2. Perfect office temperature
Your company may already be utilising air conditioning also known as HVAC (Heating, Ventilation, and Air Conditioning) controls to monitor and adjust the temperature in their facilities, but have you considered installing robotic blinds to reduce the need for the HVAC system to cycle in the first place? Whether your business is a high-rise hotel, a manufacturing plant, or a suite in an office building, it has windows. Those windows are responsible for heat loss in cooler weather and solar intake on sunny days, so they impact your business energy use as your HVAC system heats and cools the space. Robotic blinds and shades automatically raise or lower as the temperature in the room changes, adjusting the amount of solar energy allowed in and helping to reduce the amount of energy that your HVAC system uses to heat or cool the space.
3. Product delivery
One area that is frequently overlooked when individual commercial carbon footprints are evaluated is the emissions created through product delivery. After all, if the product is handed off to a third party for the journey to the consumer, it stands to reason that the emissions created during delivery would be the fault of the shipper, doesn’t it? As it turns out, not necessarily. Although it is accurate to say that the delivery vehicle burning the fuel (and thereby creating the emissions) belongs to a different entity, those emissions would not have been necessary if the product hadn’t been manufactured and sold in the first place. Retail organisations are now taking that into consideration and looking for new ways to streamline the product delivery task. On the top of the list? Robots.

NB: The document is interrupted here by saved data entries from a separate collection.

PR #550, opened 2024-10-28
Aggregator support

s-l-teichmann:
This PR add support for aggregators.


pkg/web/aggregators.go
```diff
@@ -0,0 +1,209 @@
...
+	if !ok {
+		return
+	}
+	const sql = `DELETE FROM aggregators WHERE id = $1`
+	var deleted bool
+	if err := c.db.Run(
+		ctx.Request.Context(),
+		func(rctx context.Context, conn *pgxpool.Conn) error {
+			tag, err := conn.Exec(rctx, sql, id)
+			deleted = tag.RowsAffected() > 1
```
koplas, line 196: Shouldn't the check be >= 1?

JanHoefelmeyer (changes requested):
Manual imports has a permanent "Attention here" exclamation sign that cannot be resolved. Might be related to https://github.com/ISDuBA/ISDuBA/issues/574 ?

There's no reason to be able to mark a source as done while creating it when creating it will automatically mark it as done.

cintek:
> Manual imports has a permanent "Attention here" exclamation sign that cannot be resolved. Might be related to #574 ?
> 
> There's no reason to be able to mark a source as done while creating it when creating it will automatically mark it as done.

All new sources have `attention` set to `true`. That is the reason for both of your observed cases. I think that this should be different, too.

PR #551, opened 2024-10-28
feat: Move the forward button to the bottom-right

### LINKED ISSUE #544: Sensible location for forward button

luisa-beerboom:
Closes #544


JanHoefelmeyer (changes requested):
I think there needs to be a better solution regarding having no rights to access the comment section etc.

In that case the forward button will simply be located at the bottom right of the page, which may require quite some scrolling in case of very long branches tabs or similar.
Screenshot 2024-10-28 at 19-18-41 RHSA-2023 0632

PR #552, opened 2024-10-28
feat: improve search-checkbox usability

### LINKED ISSUE #536: Search: Checkbox and diff-selection columns should not link to advisory detail
Using the checkboxes (or the diff selection column) in the search list can be quite frustrating, as one misclick (something like "accidentally clicking 2px to the right of the checkbox") will be read as wanting to see the advisory detail page of that row, leading to navigation.
This is especially bad if multiple rows are to be selected, as one can lose one's entire selection just by missing the checkbox on the last click. As a result, users have to pay an undue amount of attention or risk some annoyance if they try to use this feature.

We should change things so that clicking into the back of these columns does either one of:
- activating the checkbox as if it had been clicked, or
- nothing, forcing the user to try again

luisa-beerboom:
Closes #536 

The table on the search page now only links to the advisories on the fields without clickable features. This means:
- the entire checkbox column
- the entire diff/delete selection column
- the cve field for any advisory which has multiple

Additionally:
Removed code-based routing logic, by using <a> tags instead.

### DIFF
--- a/client/src/lib/Table/Table.svelte
+++ b/client/src/lib/Table/Table.svelte
@@ -519,7 +519,7 @@
         </TableHead>
         <TableBody>
           {#each documents as item, i}
-            <tr>
+            <tr class={i % 2 == 1 ? "bg-white hover:bg-gray-200" : "bg-gray-100 hover:bg-gray-200"}>
               {#if isMultiSelectionAllowed}
                 <TableBodyCell tdClass="px-0">
                   <CCheckbox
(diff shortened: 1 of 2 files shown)


JanHoefelmeyer (changes requested):
Screenshot 2024-10-30 at 10-14-24 Search

I think reimplementing the coloring of rows would be beneficial, see:
Screenshot 2024-10-30 at 10-14-04 Search

JanHoefelmeyer (approved):
LGTM & works

PR #556, opened 2024-10-29
Upgrade to Keycloak 26

### LINKED ISSUE #485: consider moving to keycloak 26
https://www.keycloak.org/2024/10/keycloak-2600-released

koplas:
Closes #485


bernhardreiter:
Hmm looking at the tests, did the unittests run? (And why do we have to runs for playwright and REUSE, can be maybe prevent one of them?)

koplas:
REUSE is always required to run. I don't want to disable the playwright run, because the playwright run is useful to test Keycloak and playwright makes usage of the setup scripts. Unittests only run if something of the client has changed. I consider the current behavior as correct and don't want to change it.

JanHoefelmeyer (approved):
LGTM & works

PR #562, opened 2024-10-30
Diff - Show loading indicators

### LINKED ISSUE #217: Diff: Show some indicator when user selected a document
This is important when users have a low internet speed. When you select a document from the table the diff icon is gray but you see no changes in the diff box:
diff_selected_doc

Background: The data in the table depends on the query that is used. It can be that we don't have every information we want to show in the diff box. That's why we only store the ID of the selected document in the Svelte store. Then we load the document separately in the diff box. Thus, there is some delay until the information is shown in the box.

Idea: When a document is selected for the diff show some elements right away in the box: The `x`-button which is used to remove a document from the selection (that is now already visible *after* loading the document) and maybe the ID of the document. We also need a loading indicator.
When we show the `x`-button right away we can also allow the users to abort loading of the document.

cintek:
- when a user selects a document a loading indicator is displayed in the diff box
- when the user then clicks on "Compare" they get to the diff page where another loading indicator is displayed until the diff is ready
- remove redundant requests
- some refactoring

Fixes #217.

### DIFF
--- a/client/src/lib/Diff/Diff.svelte
+++ b/client/src/lib/Diff/Diff.svelte
@@ -9,7 +9,7 @@
 -->
 
 <script lang="ts">
-  import { Accordion, AccordionItem, Button, ButtonGroup, Label } from "flowbite-svelte";
+  import { Accordion, AccordionItem, Button, ButtonGroup, Label, Spinner } from "flowbite-svelte";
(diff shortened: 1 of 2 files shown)


JanHoefelmeyer (approved):
LGTM & works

It has been well-reported that Amazon is actively investigating the real-business applications of using drones to make individual deliveries, but it may be less-common knowledge that several other big-name companies are also investigating the drone-drop delivery plan. According to a recent article in the retail technical news blog Charged, DHL, Walmart, and UPS are all working on integrating drone delivery into their shipping programs. Walgreens is on-record as having made the first official drone delivery to a home in Virginia, USA in October 2019.
Another alternative to traditional delivery that is already in use closer to home is robotic ground delivery. Currently available in some Milton Keynes areas, customers can pay £7.99 to have their groceries delivered by a robot.
While automated delivery technology is still in its infancy, a successful roll-out will certainly make a difference to the carbon emissions produced during traditional deliveries.
4. Hot water systems
With all the new and exciting robotic tools that can help reduce the negative impact that your company has on the environment, some of the not-as-new can be just as exciting and have a larger impact on your bottom line. Installing heat and hot water systems that operate off of renewable energy can significantly reduce both your carbon footprint and your business energy monthly bill while making a positive impact on your employees and the environment.
Natural resources such as oil and coal are non-renewable and only exist in a finite amount. In 2020, however, most individuals have a firm grasp on the relationship between the use of natural resources and the effect of carbon emissions released into the environment when they are used, and we are interested in reducing the impact that these carbon footprints have on the world we live in and robots may be a helpful way we get there.